Ethanol’s Stewardship Legacy?
Food prices are on the rise around the globe. Land values throughout the Corn Belt are skyrocketing. And the grim reality is sinking in that even if the entire U.S. corn crop were distilled into liquid fuel, it would still supply less than 20 percent of domestic demand. Conservationists worry about the vulnerability of transforming every potentially productive acre—including land set aside for conservation and protected grasslands and parklands—into some form of biofuel monoculture.
Any benefits of the ethanol boom—increased farm revenue, significant reductions in subsidy payments, lower greenhouse gas emissions, and a more diversified fuel supply— come with a potentially unaffordable environmental price tag. As the demand for fuel corn pushes farmers to intensify their land use, soil and water quality are starting to suffer.
Some optimists hope that farming standards can prevent the worst damage. In 2011, European countries agreed upon standards for sustainable cultivating and harvesting of biofuel crops. Similar efforts have stalled, however, in the United States, where there is still no consensus on what constitutes “sustainable” farming practices. There are also legitimate concerns that over-harvesting “crop residues” like wheat straw, corn stalks, etc., eventually will impoverish the soil. Sir Albert Howard, the early-20th-century pioneer of the organic and sustainable farming movements, called this “The Law of Return,” where “what comes from the soil must return to the soil.” Organic matter must be added back into soil for it to stay productive. In addition, harvesting cellulose from lands now set aside to protect wildlife could have devastating consequences to biodiversity and reverse decades of gains made by Farm Bill conservation programs.

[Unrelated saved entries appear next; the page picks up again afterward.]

PR #3931, opened 2022-11-28
ROX-13661: Refactor `Stopper` and use it more

msugakov:
## Description

Refactor existing `Stopper` to be used in all places where we previously had `stopC` and `stoppedC`.
Induced by https://github.com/stackrox/stackrox/pull/3800

Note that I am not trying to fix things in this PR, just reduce the amount of different patterns. Some things look very questionable but I refrain from fixing them in the absence of unit tests.

It is best to review this PR by going through commits. This way the size isn't overwhelming.

## Checklist

No need in the following:

## Testing Performed

* Relying on CI.

### DIFF
--- a/central/pruning/pruning.go
+++ b/central/pruning/pruning.go
@@ -97,8 +97,7 @@ func newGarbageCollector(alerts alertDatastore.DataStore,
 		k8sRoles:        k8sRoles,
 		k8sRoleBindings: k8sRoleBindings,
 		logimbueStore:   logimbueStore,
-		stopSig:         concurrency.NewSignal(),
-		stoppedSig:      concurrency.NewSignal(),
+		stopper:         concurrency.NewStopper(),
 	}
 }
 
@@ -120,8 +119,7 @@ type garbageCollectorImpl struct {
 	k8sRoles        k8sRoleDataStore.DataStore
 	k8sRoleBindings roleBindingDataStore.DataStore
 	logimbueStore   logimbueDataStore.Store
-	stopSig         concurrency.Signal
-	stoppedSig      concurrency.Signal
+	stopper         concurrency.Stopper
 }
 
 func (g *garbageCollectorImpl) Start() {
@@ -159,6 +157,8 @@ func (g *garbageCollectorImpl) pruneBasedOnConfig() {
 }
 
 func (g *garbageCollectorImpl) runGC() {
+	defer g.stopper.Flow().ReportStopped()
+
 	lastClusterPruneTime = time.Now().Add(-24 * time.Hour)
 	lastLogImbuePruneTime = time.Now().Add(-24 * time.Hour)
 	g.pruneBasedOnConfig()
@@ -168,8 +168,7 @@ func (g *garbageCollectorImpl) runGC() {
 		select {
 		case <-t.C:
 			g.pruneBasedOnConfig()
-		case <-g.stopSig.Done():
-			g.stoppedSig.Signal()
+		case <-g.stopper.Flow().StopRequested():
 			return
 		}
 	}
@@ -876,6 +875,6 @@ func (g *garbageCollectorImpl) pruneLogImbues() {
 }
 
 func (g *garbageCollectorImpl) Stop() {
-	g.stopSig.Signal()
-	<-g.stoppedSig.Done()
+	g.stopper.Client().Stop()
+	_ = g.stopper.Client().Stopped().Wait()
 }
--- a/compliance/collection/auditlog/auditlog.go
+++ b/compliance/collection/auditlog/auditlog.go
@@ -18,15 +18,15 @@ type Reader interface {
 	// StartReader will start the audit log reader process which will continuously read and send events until stopped.
 	// Returns true if the reader can be started (log exists and can be read). Log file missing is not considered an error.
 	StartReader(ctx context.Context) (bool, error)
-	// StopReader will stop the reader if it's started. Will return false if it was already stopped.
-	StopReader() bool
+	// StopReader will stop the reader if it's started.
+	StopReader()
 }
 
 // NewReader returns a new instance of Reader
 func NewReader(client sensor.ComplianceService_CommunicateClient, nodeName string, clusterID string, startState *storage.AuditLogFileState) Reader {
 	return &auditLogReaderImpl{
 		logPath:    defaultLogPath,
-		stopC:      concurrency.NewSignal(),
+		stopper:    concurrency.NewStopper(),
 		sender:     newAuditLogSender(client, nodeName, clusterID),
 		startState: startState,
 	}
--- a/compliance/collection/auditlog/auditlog_impl.go
+++ b/compliance/collection/auditlog/auditlog_impl.go
@@ -9,7 +9,6 @@ import (
 
 	"github.com/gogo/protobuf/types"
 	"github.com/nxadm/tail"
-	"github.com/pkg/errors"
 	"github.com/stackrox/rox/generated/storage"
 	"github.com/stackrox/rox/pkg/concurrency"
 	"github.com/stackrox/rox/pkg/logging"
@@ -34,16 +33,12 @@ var (
 
 type auditLogReaderImpl struct {
 	logPath    string
-	stopC      concurrency.Signal
+	stopper    concurrency.Stopper
 	sender     auditLogSender
 	startState *storage.AuditLogFileState
 }
 
 func (s *auditLogReaderImpl) StartReader(ctx context.Context) (bool, error) {
-	if s.stopC.IsDone() {
-		return false, errors.New("Cannot start reader because stopC is already done. Reader might have already been stopped")
-	}
-
 	t, err := tail.TailFile(s.logPath, tail.Config{
 		ReOpen:    true,
 		MustExist: true,
@@ -53,10 +48,13 @@ func (s *auditLogReaderImpl) StartReader(ctx context.Context) (bool, error) {
 	if err != nil {
 		if os.IsNotExist(err) {
 			log.Errorf("Audit log file %s doesn't exist on this compliance node", s.logPath)
-			return false, nil
+			err = nil
+		} else {
+			// handle other errors
+			log.Errorf("Failed to open file: %v", err)
 		}
-		// handle other errors
-		log.Errorf("Failed to open file: %v", err)
+		s.stopper.Flow().StopWithError(err)
+		s.stopper.Flow().ReportStopped()
 		return false, err
 	}
 
@@ -64,18 +62,20 @@ func (s *auditLogReaderImpl) StartReader(ctx context.Context) (bool, error) {
 	return true, nil
 }
 
-func (s *auditLogReaderImpl) StopReader() bool {
-	return s.stopC.Signal()
+func (s *auditLogReaderImpl) StopReader() {
+	s.stopper.Client().Stop()
+	_ = s.stopper.Client().Stopped().Wait()
 }
 
 func (s *auditLogReaderImpl) readAndForwardAuditLogs(ctx context.Context, tailer *tail.Tail) {
+	defer s.stopper.Flow().ReportStopped()
 	defer s.cleanupTailOnStop(tailer)
 
 	for {
 		select {
 		case <-ctx.Done():
 			return
-		case <-s.stopC.Done():
+		case <-s.stopper.Flow().StopRequested():
 			return
 		case line := <-tailer.Lines:
 			if line == nil {
@@ -118,7 +118,7 @@ func (s *auditLogReaderImpl) readAndForwardAuditLogs(ctx context.Context, tailer
 			if err := s.sender.Send(ctx, &auditLine); err != nil {
 				// It's very likely that this failure is due to Sensor being unavailable
 				// In that case when Sensor next comes available it will ask to restart from the last
-				// message it got. Therefore this event will end up being sent at that point.
+				// message it got. Therefore, this event will end up being sent at that point.
 				// Therefore, we skip retrying at this point in time.
 				log.Errorf("Failed sending event to Sensor: %v", err)
 				continue
@@ -142,7 +142,7 @@ func (s *auditLogReaderImpl) shouldSendEvent(event *auditEvent, eventTS *types.T
 		s.startState = nil
 	}
 
-	// Only send when both the stage and resource type are in their corresponding allow list
+	// Only send when both the stage and resource type are in their corresponding allow-list
 	// and when verb is not disallowed
 	return stagesAllowList.Contains(event.Stage) &&
 		resourceTypesAllowList.Contains(event.ObjectRef.Resource) &&
@@ -150,7 +150,7 @@ func (s *auditLogReaderImpl) shouldSendEvent(event *auditEvent, eventTS *types.T
 }
 
 func (s *auditLogReaderImpl) cleanupTailOnStop(tailer *tail.Tail) {
-	// Only want to call tailer.Stop here as that stops the tailing. However do _not_ call tailer.Cleanup() because as the docs mention
+	// Only want to call tailer.Stop here as that stops the tailing. However, do _not_ call tailer.Cleanup() because as the docs mention
 	// "If you plan to re-read a file, don't call Cleanup in between."
 	// Cleanup is recommended for after the process exits, but that's not strictly necessary as if the process exits the container will be restarted anyway
 	// See https://pkg.go.dev/github.com/nxadm/tail#Tail.Cleanup for details on Cleanup()
--- a/pkg/concurrency/stopper.go
+++ b/pkg/concurrency/stopper.go
@@ -1,35 +1,116 @@
 package concurrency
 
-// NewStopper creates a new Stopper interface
+// NewStopper creates a new Stopper for arranging a graceful shutdown.
 func NewStopper() Stopper {
-	return Stopper{
-		stop:    NewSignal(),
-		stopped: NewSignal(),
+	return &stopperImpl{
+		stop:    NewErrorSignal(),
+		stopped: NewErrorSignal(),
 	}
 }
 
-// Stopper is an object that encapsulates both stop and stopped signals
-type Stopper struct {
-	stop    Signal
-	stopped Signal
+// Stopper encapsulates stop and stopped signals for arranging a graceful shutdown sequence for goroutines (and async
+// processing in general). These are referred as "stoppable" goroutines.
+type Stopper interface {
+	// Client returns an interface that should be used outside the goroutine to request a graceful shutdown and check
+	// the shutdown status.
+	Client() StopperClient
+
+	// Flow returns an interface that should be used in stoppable goroutine control flow to check and modify the state
+	// of Stopper. Flow should not be used outside the stoppable goroutine.
+	Flow() StopperFlow
+
+	// LowLevel allows to interact with the stopper at lower level. Callers should avoid using it unless there's no
+	// better alternative.
+	LowLevel() StopperLowLevel
 }
 
-// Stop signals the internal stop signal and effectively causes a push to StopDone
-func (s *Stopper) Stop() {
+// StopperClient represents an interface for an external client (external to a stoppable goroutine) to request the
+// stoppable goroutine to gracefully shutdown and to check the shutdown status.
+type StopperClient interface {
+	// Stop requests stoppable goroutine to shut down (or stop).
+	Stop()
+
+	// Stopped returns ReadOnlyErrorSignal that can be used for waiting until the stoppable goroutine reports that it
+	// finally stopped.
+	Stopped() ReadOnlyErrorSignal
+}
+
+// StopperFlow represents an interface that should be used by a stoppable goroutine to check and report its status of a
+// graceful shutdown.
+type StopperFlow interface {
+	// StopWithError initiates a shutdown due to an error that happened during async processing in goroutine. Should be
+	// called from the stoppable goroutine.
+	StopWithError(error)
+
+	// StopRequested provides a channel that should be checked in goroutine in select statements for goroutine to
+	// recognize that the shutdown was requested, and it needs to wrap up its work.
+	StopRequested() <-chan struct{}
+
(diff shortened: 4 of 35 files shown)


pkg/concurrency/stoppable.go
```diff
@@ -0,0 +1,82 @@
...
+
+	// Stopped returns ReadOnlyErrorSignal that can be used for waiting until the stoppable reports that it finally
+	// stopped.
+	Stopped() ReadOnlyErrorSignal
+}
+
+// StoppableFlow represents an interface for goroutine to check and report status of a graceful shutdown.
+type StoppableFlow interface {
+	// StopWithError initiates a shutdown due to an error that happened during async processing in goroutine.
+	StopWithError(error)
```
vikin91, line 37: Shouldn't `StoppableClient.Stop` and `StoppableFlow.StopWithError` be closer together in the same object?

msugakov: This was intentional.

`.Client().Stop()` is called externally (outside of goroutine), and I haven't found any cases when non-`nil` error was provided as parameter. That's why `.Client().Stop()` doesn't take `error` parameters.

OTOH, I found goroutines self-stop due to error (e.g. a channel closed). That's why I added `.Flow().StopWithError(error)` for internal interface of goroutines (that's what I call `StoppableFlow`).

sensor/common/compliance/command_handler_impl.go
```diff
@@ -40,12 +39,12 @@ func (c *commandHandlerImpl) Start() error {
 	return nil
 }
 
-func (c *commandHandlerImpl) Stop(err error) {
-	c.stopC.SignalWithError(err)
+func (c *commandHandlerImpl) Stop(_ error) {
+	c.stopper.Client().Stop()
```
vikin91, line 43: It looks like we are loosing information about the error passed here. As `c.stopper.Flow().StopWithError(err)` does not fit here, then maybe we need a replacement for sending a command to stop with error?

vikin91 (commented):
Looks good so far (as still WIP). I am curious to see it in the NodeScanHandler (or NodeInventoryHandler after landing https://github.com/stackrox/stackrox/pull/3755)

sensor/common/compliance/command_handler_impl.go
msugakov: No, we are not loosing information because the error is always `nil`.

It is exactly the same topic as above - https://github.com/stackrox/stackrox/pull/3931#discussion_r1034489073

I recommend you to check with IDE Find Usages what calls this `Stop()` method and whether there's any single place that gets non-`nil` error. I found zero.

sensor/common/sensor/sensor.go
```diff
@@ -217,11 +217,10 @@ func (s *Sensor) Start() {
 
 	select {
 	case <-errSig.Done():
-		s.stoppedSig.SignalWithErrorWrap(errSig.Err(), "getting connection from connection factory")
+		s.stopper.Flow().StopWithError(errors.Wrap(errSig.Err(), "getting connection from connection factory"))
+		s.stopper.Flow().ReportStopped()
 		return
 	case <-okSig.Done():
-	case <-s.stoppedSig.Done():
-		return
```
msugakov, line 224: This was simply redundant because nothing modified `s.stoppedSig` before this point, and `Sensor.Stop()` doesn't alter it either (maybe it should, but `Sensor.Stop()` looks like a can of worms at the moment).

sensor/common/compliance/command_handler_impl.go
vikin91: I see, so the error was a "plan for later" that we never used

msugakov: Probably. Something of this kind, or API was not separated for internal/external (from goroutine point of view) use cases and external functions were just a copy of internal needs. I guess we'd never know unless we go in archeology.

sensor/common/compliance/nodescan_handler_test.go
```diff
@@ -116,7 +115,7 @@ func (s *NodeScanHandlerTestSuite) TestHandlerRegularRoutine() {
 	s.NoError(h.Stopped().Wait())
 }
 
-func (s *NodeScanHandlerTestSuite) TestHandlerStoppedError() {
+func (s *NodeScanHandlerTestSuite) TestHandlerStopIgnoresError() {
```
msugakov, line 118: I think `TestHandlerStopIgnoresError` test became redundant and can be removed. Would it be ok with you @vikin91 ?

sensor/admission-control/manager/manager_impl.go
```diff
@@ -150,22 +149,22 @@ func (m *manager) Sync(ctx context.Context) error {
...
-	case <-m.stoppedSig.Done():
-		return m.stoppedSig.ErrorWithDefault(pkgErr.New("manager was stopped"))
+	case <-m.stopper.Client().Stopped().Done():
+		return m.stopper.Client().Stopped().ErrorWithDefault(pkgErr.New("manager was stopped"))
 	}
 }
 
 func (m *manager) Start() error {
-	if !m.stopSig.Reset() {
+	if m.stopper.LowLevel().ResetStopRequest() {
```
msugakov, line 167: There was a bug in this line before.
It was
```go
if !m.stopSig.Reset() {
```
but it should have been
```go
if m.stopSig.Reset() {
```

The reason it still worked was because `m.stopSig` wasn't initialized! Check that `NewManager` does not set it.

That's the reason it's better to use interfaces instead of structs. You can use uninitialized struct and have weird effects but you can't use `nil` interface.

compliance/collection/auditlog/auditlog_impl.go
```diff
@@ -34,16 +33,12 @@ var (
...
-	stopC      concurrency.Signal
+	stopper    concurrency.Stopper
 	sender     auditLogSender
 	startState *storage.AuditLogFileState
 }
 
 func (s *auditLogReaderImpl) StartReader(ctx context.Context) (bool, error) {
-	if s.stopC.IsDone() {
-		return false, errors.New("Cannot start reader because stopC is already done. Reader might have already been stopped")
-	}
```
msugakov, line 45: This was redundant because nothing in the current code tries to stop the reader before it's started.

compliance/collection/auditlog/auditlog_impl.go
```diff
@@ -53,29 +48,34 @@ func (s *auditLogReaderImpl) StartReader(ctx context.Context) (bool, error) {
...
 
 	go s.readAndForwardAuditLogs(ctx, t)
 	return true, nil
 }
 
-func (s *auditLogReaderImpl) StopReader() bool {
-	return s.stopC.Signal()
+func (s *auditLogReaderImpl) StopReader() {
+	s.stopper.Client().Stop()
+	_ = s.stopper.Client().Stopped().Wait()
```
msugakov, line 67: Absence of this line lead to the following error appear from time to time in logs when running tests.
```
collection/auditlog: 2022/11/30 12:19:56.751189 auditlog_impl.go:158: Error: Audit log tailer stopped with an error no such file or directory
```

Looks like I fixed a bug.

compliance/collection/auditlog/auditlog.go
```diff
@@ -18,15 +18,15 @@ type Reader interface {
 	// StartReader will start the audit log reader process which will continuously read and send events until stopped.
 	// Returns true if the reader can be started (log exists and can be read). Log file missing is not considered an error.
 	StartReader(ctx context.Context) (bool, error)
-	// StopReader will stop the reader if it's started. Will return false if it was already stopped.
-	StopReader() bool
```
msugakov, line 22: There was nothing that looks at the returned value.

pkg/concurrency/stopper.go
```diff
@@ -1,35 +1,115 @@
...
+
+	// Stopped returns ReadOnlyErrorSignal that can be used for waiting until the stoppable goroutine reports that it
+	// finally stopped.
+	Stopped() ReadOnlyErrorSignal
 }
 
-// Stop signals the internal stop signal and effectively causes a push to StopDone
-func (s *Stopper) Stop() {
+// StopperFlow represents an interface that should be used by a stoppable goroutine to check and report its status of a
+// graceful shutdown.
```
fredrb, line 39: If I understood your idea correctly, the `Flow` construct should be used by the sensor components if a parent (or any other component) requests a shutdown?

sensor/common/sensor/central_communication.go
```diff
@@ -22,7 +22,6 @@ func NewCentralCommunication(components ...common.SensorComponent) CentralCommun
 		sender:     NewCentralSender(components...),
 		components: components,
 
-		stopC:    concurrency.NewErrorSignal(),
-		stoppedC: concurrency.NewErrorSignal(),
+		stopper: concurrency.NewStopper(),
```
fredrb, line 25: Looking at the changes on this component and the others, my understanding is that each component has its own Stopper instance and external shutdown requests should come from `Stop` function. 

This is a bit conflicting with my understanding of the responsibility of `Flow` and `Client` (as per I commented above). I thought the `Client` was to be used by a parent caller (e.g. sensor's main goroutine), and the `Flow` by each component?

If `Stopper` contained in a single component's lifecycle, then I don't understand why we need these two interfaces. Why not have all the methods in the same one then? It seems to make the client code more difficult to reason about. Example:

```go
s.stopper.Flow().StopWithError(err)
// vs
s.stopper.StopWithError(err)

s.stopper.Client().Stop()
// vs
s.stopper.Stop()
```

pkg/concurrency/stopper_test.go
```diff
@@ -0,0 +1,128 @@
...
+
+	countdown := stdSync.WaitGroup{}
+	countdown.Add(6)
+
+	// This is how to implement a gracefully stoppable goroutine.
+	go func() {
+		// The goroutine must report that it shut down at the end.
+		defer stopper.Flow().ReportStopped()
+		// Here ticker simulates some async source of data that the goroutine handles.
+		ticker := time.NewTicker(50 * time.Millisecond)
```
fredrb, line 32: This might be a bit pedantic, but why not use 50 microseconds here?

Since this is a unit test with nothing else happening other than waiting, the test will needlessly wait `300ms`.

pkg/concurrency/stopper.go
msugakov: Flow is to be used by goroutine. Flow allows to check if shutdown was requested and allows to report that the shutdown was completed.
Client is to be used outside of goroutine. Client allows to request shutdown and allows to way for the shutdown to complete.
Makes sense?

sensor/common/sensor/central_communication.go
msugakov: It could have been one interface, but the problem is that I saw a number of misinterpretations and problems when the pattern was implemented with two (Error)Signal-s. Forcing separation of interfaces is intentional to help spot when wrong things are used in wrong places.

`StopWithError` is part of `Flow` because I found that reporting stop with error only makes sense from within the goroutine, but not outside of it.

pkg/concurrency/stopper_test.go
msugakov: Shorter timeout would mean more chance of flake if something in threading or in runtime takes a bit longer.
I don't mind to decrease but I don't know how to reason about which value is sufficiently big to keep the test stable.

I tried running 300 times with 1ms delay (`go test -count=300 -v -run ^TestStopper$ ./pkg/concurrency`) and the test flaked.
10 ms - no flake.
5 ms - no flake.
3 ms - no flake.
2 ms - no flake.
1 ms - got flakes.

Therefore, 50 microseconds is definitely too short.
I also don't feel very comfortable about 10ms.

I suggest to decrease the countdown from 6 to 3 and delay from 50 to 20ms.

msugakov: Well. `sync` package from standard Go library is banned by our linters therefore I had to change the implementation so that it doesn't rely on timing.

fredrb: > Well. sync package from standard Go library is banned by our linters therefore I had to change the implementation so that it doesn't rely on timing.

We have out own `pkg/sync` which wraps the standard sync functions. You should use that one instead

msugakov: Please check the recent code. There is no use of standard `sync`.

pkg/concurrency/stopper_test.go
```diff
@@ -0,0 +1,126 @@
...
+func TestStopper(t *testing.T) {
+	suite.Run(t, &StopperTestSuite{})
+}
+
+// TestCommonCase demonstrates how to use Stopper for implementing a gracefully stoppable goroutine.
+func (s *StopperTestSuite) TestCommonCase() {
+	stopper := NewStopper()
+
+	s1 := NewSignal()
+	s2 := NewSignal()
```
vikin91, line 23: I guess some readers of this code may ask themselves how to understand s1 and s2.
It s1 a signal to start the work in the goroutine and s2 a signal to mark the end of that work? Maybe we could rename s1 and s2 so that their roles are easier to understand?

sensor/common/component.go
```diff
@@ -10,7 +10,7 @@ import (
 // as well as sending messages back to central.
 type SensorComponent interface {
 	Start() error
-	Stop(err error)
+	Stop(err error) // TODO: get rid of err argument as it always seems to be effectively nil.
```
vikin91, line 13: I bet we forget about this TODO. Could you maybe create a ticket for it and link it? Or at least start a new draft PR for this?

vikin91 (approved):
It looks really good! The split of Client and Flow interfaces will help developers avoid mistakes that may be difficult to find later.

I left few nit-comments.

central/pruning/pruning.go
```diff
@@ -876,6 +875,6 @@ func (g *garbageCollectorImpl) pruneLogImbues() {
 }
 
 func (g *garbageCollectorImpl) Stop() {
-	g.stopSig.Signal()
-	<-g.stoppedSig.Done()
+	g.stopper.Client().Stop()
+	_ = g.stopper.Client().Stopped().Wait()
```
fredrb, line 879: You don't need the left hand `_` assignment. Any reasons to explicitly do that?

fredrb: Same comment for every other left hand empty assignments.

sensor/admission-control/manager/manager_impl.go
fredrb: Good catch on the issue! 

However, I'm struggling to understand why is this needed in the first place. It seems like this manager's `Start()` is only called once on admission control's `main` function: https://github.com/stackrox/stackrox/blob/master/sensor/admission-control/main.go#L79-L80

If the component is just starting, in which case would the signal be already triggered during startup? 

Additionally, the function call and the error message are even more confusing. If the reset was successful (i.e. `ResetStopRequest()` returns `true`) it returns and error saying the manager has already started. AFAIU this would mean that the manager was _stopped_ instead. The only reason I can see this would return true is if the component started, received a stop signal, and the component was requested to start again.

pkg/concurrency/stopper.go
fredrb: Ok, after reading the code again a few times I think it's making more sense now. Thanks.

sensor/common/component.go
fredrb: +1

sensor/common/detector/detector.go
```diff
@@ -362,9 +362,9 @@ func (d *detectorImpl) runAuditLogEventDetector() {
 				return alerts[i].GetPolicy().GetId() < alerts[j].GetPolicy().GetId()
 			})
 			select {
-			case <-d.auditStopper.StopDone():
+			case <-d.auditStopper.Flow().StopRequested():
```
fredrb, line 365: [nit / rant / no immediate suggestion]

I'm not so happy with the pattern of nested selects with the same stop signal repeated. Like (pseudo-code):

```
select {
   <- stoppedPath:
         return
   <- workPath:
         select {
              <-stoppedPath:
                     return
              <- workPath:
                     // work
         }
}
```

I don't have a better suggestion right now. But maybe it would make sense to use non-blocking operations on the inner block and only handle stop signals at the top level. Since it's an infinite loop it will go back to the top level select anyway. It will still be a problem if the buffer becomes full then writing into it becomes blocking. One could make the argument that if the buffered `d.output` chan is full we probably have other serious problems.

fredrb (commented):
Code looks good. Some general comments and thoughts. No blockers.

The distinction between `Client` and `Flow` is more clear now on the second pass.

However, I have one last optional suggestion: I wonder if there's a way to enforce `Client`/`Flow` distinction (at least as a code pattern) in a way that avoid misuse of the `Stopper` interface inside the goroutine? For other dev that wants to build a new sensor component the distinction might not be so obvious. 

We don't want the code inside the component's goroutine to call `stopper.Client()` functions, only `stopper.Flow()`, right? So maybe the goroutine should be anonymous and receive only what it should operate on? 

Something like:

```go
func (c *MyComponent) Start() {
    // do pre-work
    go func() {
           // Component main loop
    }(c.stopper.Flow(), someOtherDependency)
}
```

Maybe out of the scope for this PR. WDYT?

pkg/concurrency/stopper_test.go
fredrb: Looks good, thanks.

sensor/common/detector/detector.go
vikin91: Note that I think this is required here as there are two sources of potential blocking:
1. `auditEvents := <-d.auditEventsChan`
2. `d.output <- &central.MsgFromSensor{`

We want to be sure to stop the goroutine in case of any of this places block, thus we are checking the stopper twice.

fredrb: That's exactly what I pointed out. My idea is having a **non-blocking** operation in the inner select.

sensor/admission-control/manager/manager_impl.go
msugakov: You're right, the `Start()` is called right after creating a `New()` manager. It is impossible that something calls `Stop()` on `mgr` between those lines.

Either the code is over-designed or there _was_ some different usage in the past.

Regarding `ResetStopRequest()` return value, what you write here

>  The only reason I can see this would return true is if the component started, received a stop signal, and the component was requested to start again.

matches my understanding.

There is no way of identifying whether the manager got **started** from `stopper` (currently) or `stopSig` previously.

The only thing I can offer in this case is to delete the entire `if-error` block to make the code less confusing. However, I prefer to not take this too far as there are **many** simple and difficult bugs in the code I touched and I don't want to be fixing everything for everyone.

pkg/concurrency/stopper_test.go
```diff
@@ -0,0 +1,126 @@
...
+				s2.Signal()
+			}
+		}
+	}()
+
+	s1.Signal()
+	s2.Wait() // Wait until it is time to shut down the goroutine.
+
+	// This is how to tell goroutine to stop.
+	// Note that if this doesn't go through or goes slowly the `countdown.Done()` call will panic.
```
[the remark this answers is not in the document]
msugakov: Yes, it was. Thanks!

pkg/concurrency/stopper_test.go
msugakov: I thought about this but can't find good names. Also, the code is small and localized that just reading it explains what `s1` and `s2` do. I think, in this case it's like explaining a joke. Don't want to spoil the joy :-)

central/pruning/pruning.go
msugakov: `Stopped()` is `ReadOnlyErrorSignal`, therefore its `Wait()` returns an `error`. The `error` will be `nil` if this signal was signalled "normally" or will be an error value if the signal was provided that. For example, in case of abnormal shutdown.

By assigning the result to `_` I calm down GoLand which otherwise tells me that there's a potential `error` that wasn't respected.

With underscore:
image

Without underscore:
image

sensor/common/detector/detector.go
msugakov: 1. I agree that Go syntax in this scenario is clumsy. If it looked better, it might have annoyed less.
2. My _opinion_ is that this pattern is actually fine. I don't know of a more elegant way to express "read from here and write over there" async work in general case.
3. Introducing buffered channels may break things. I prefer to make mostly cosmetic changes than breaking things in this PR. Also don't want to fix too many things that I did not break.

Would you be ok to accept this unchanged?

fredrb: > Would you be ok to accept this unchanged?

Yes

sensor/admission-control/manager/manager_impl.go
fredrb: I'm fine leaving the code as is. Just wanted to point out. 

Maybe add a comment linking to this discussion? Just in case someone finds this code in the future and feels brave enough to try removing the if and testing if anything breaks?

msugakov: Sorry, I wasn't clear enough. I meant that I will fix this issue (the fix is simple and I just committed it) but don't want to get on a path of fixing all issues because some might be more involved.

msugakov:
@fredrb Sorry, I missed your suggestion previously.

> I wonder if there's a way to enforce Client/Flow distinction (at least as a code pattern)

That's the ideal state I wanted to get it to but unfortunately couldn't find a way. Mainly the reason is that we use `Stopper` in a struct as a field and so every struct's function has access to everything in the Stopper. Even in the snippet you provide
```go
func (c *MyComponent) Start() {
    // do pre-work
    go func(flow concurrency.Flow, dependency T) {
           // Component main loop
    }(c.stopper.Flow(), someOtherDependency)
}
```
there is `c.stopper` and goroutine can use that instead of `flow`. If some things _can_ be done differently, humans _will_ do them differently. The ideal state would be if there's only a single way and it hides things that should not be seen, but, as I mentioned, I did not find it.

> We don't want the code inside the component's goroutine to call `stopper.Client()` functions, only `stopper.Flow()`, right?

For me it is actually the opposite. We don't want anything outside of goroutine to use `stopper.Flow()`. Not having `stopper.Client()` in goroutine would be nice, but there are some cases that violate that, e.g. `sensor/common/sensor/central_receiver_impl.go`.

Before we continue to subsidize biofuels, we must ask ourselves:
• How much further will federal mandates for biofuel production drive idled lands into production?
• Will parks, forests, and other public lands become vulnerable to energy exploitation and food production?
• How will bio-refineries manage the challenges of seasonality, storage, and transport of crops?
• What are the long-term consequences of “super weeds” now resistant to herbicides used in genetically engineered crops?
• Will food and energy shortages feed on one another?
• Can subsidies be structured to protect farmers during price falls, and to protect taxpayers from huge payouts to biofuels producers that no longer need them?
Perhaps a long-term benefit will emerge from all this, once ethanol ceases to be a way for huge corporations to profitably dump excess corn, and a more logical energy order arises. A sensible biofuel movement could evolve, embracing a diversification of fuel and nonfuel crops on landscapes that include crop rotations, streamside protection, the maintenance of healthy soils, and abundant wildlife habitat and wild areas.